6. What are the issues faced by women veterans once they have left the services?
a. Women will face a variety of issues on leaving the Services, although many will be common to both genders. Childcare and family caring responsibilities may be more likely to affect women veterans. No doubt every woman veteran will have a different story to tell. From my own experience, initially I faced suspicion from a few civilians – “You’ve been in the Army, you’ll always be shouting at us and giving orders”. That required gentle education and example. Later, I have occasionally met an attitude of incredulity – “That’s unusual, being in the Army”, followed by a few more specific questions. Again it has been an opportunity for an ‘educational’ approach, which continues to this day. I see it as a positive, and enjoy the opportunity, as I know that it reflects the reduced number of veterans in the community now, the lack of familiarity with veterans, and the emergence of inaccurate and unhelpful stereotypes. Furthermore, my work in researching veterans’ health is in part aimed at addressing myths and misconceptions about veterans and I welcome this opportunity to contribute. It is possible that women are more sensitive to common civilian misunderstanding about veterans than are men, which in turn could impact on their willingness to admit to being a veteran and engage with veterans’ services.
7. Are the needs of female veterans currently met by the available veteran services?

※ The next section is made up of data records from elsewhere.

PR #6686, opened 2021-09-24
fix(Constants): allow undefined size

ImRodry:
Fixes a bug accidentally introduced by #6637 where an error would be thrown when passing an undefined size (this is what happens when you only test the behavior you're looking for and not other scenarios 😅)

### DIFF
--- a/src/util/Constants.js
+++ b/src/util/Constants.js
@@ -19,7 +19,7 @@ const AllowedImageFormats = ['webp', 'png', 'jpg', 'jpeg', 'gif'];
 const AllowedImageSizes = Array.from({ length: 9 }, (e, i) => 2 ** (i + 4));
 
 function makeImageUrl(root, { format = 'webp', size } = {}) {
-  if (typeof size !== 'number') throw new TypeError('INVALID_TYPE', 'size', 'number');
+  if (size && typeof size !== 'number') throw new TypeError('INVALID_TYPE', 'size', 'number');
   if (format && !AllowedImageFormats.includes(format)) throw new Error('IMAGE_FORMAT', format);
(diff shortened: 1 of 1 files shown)


GoldenAngel2 (approved):
👍

src/util/Constants.js
```diff
@@ -19,7 +19,7 @@ const AllowedImageFormats = ['webp', 'png', 'jpg', 'jpeg', 'gif'];
 const AllowedImageSizes = Array.from({ length: 9 }, (e, i) => 2 ** (i + 4));
 
 function makeImageUrl(root, { format = 'webp', size } = {}) {
-  if (typeof size !== 'number') throw new TypeError('INVALID_TYPE', 'size', 'number');
+  if (size && typeof size !== 'number') throw new TypeError('INVALID_TYPE', 'size', 'number');
```
vladfrangu, line 22:
```suggestion
  if (typeof size !== 'undefined' && typeof size !== 'number') throw new TypeError('INVALID_TYPE', 'size', 'number');
```

vladfrangu (changes requested):

src/util/Constants.js
ImRodry: Does this work too? Looks cleaner imo
```suggestion
  if (!['undefined', 'number'].includes(typeof size)) throw new TypeError('INVALID_TYPE', 'size', 'number');
```

vladfrangu: Sure, that works too

vladfrangu (approved):

SpaceEEC (approved):

iCrawl (approved):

a. This question is in part addressed by Serials 5b and 6 above. Whilst the veterans’ services welcome women just as much as men, the relative under-utilisation of their services by women suggests that this view is not shared by the veterans themselves. There are numerous organisations aimed at women veterans in the USA, for example the Center for Women Veterans (part of the Veterans Administration), National Women Veterans of America and WomenVetsUSA. The latter organisation lists around 100 organisations in the USA specifically supporting women veterans. Although there are a small number of organisations supporting women veterans in the UK such as the WRAC Association and the Military Women Programme of the Regular Forces Employment Association (RFEA), specific support for female veterans does not enjoy a high profile in the UK. That may in part be due to a perception that services should be gender-free and available to all veterans. Although that is true, it ignores the preference of many women for gender-specific services, especially if they have been the victim of sexual or domestic abuse or harassment. It is likely therefore that there is an important gap in service provision for women veterans.